=== Your goal ===
Extract each line of the data and write it out again exactly.

BEGIN

PR #5075, opened 2021-10-04
EVG-15126 Improve error message from /addtional patches route

bynn:
[EVG-15126](https://jira.mongodb.org/browse/EVG-15126)

### Description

END

=== Output of the exercise ===
PR #5075, opened 2021-10-04
EVG-15126 Improve error message from /addtional patches route

bynn:
[EVG-15126](https://jira.mongodb.org/browse/EVG-15126)

### Description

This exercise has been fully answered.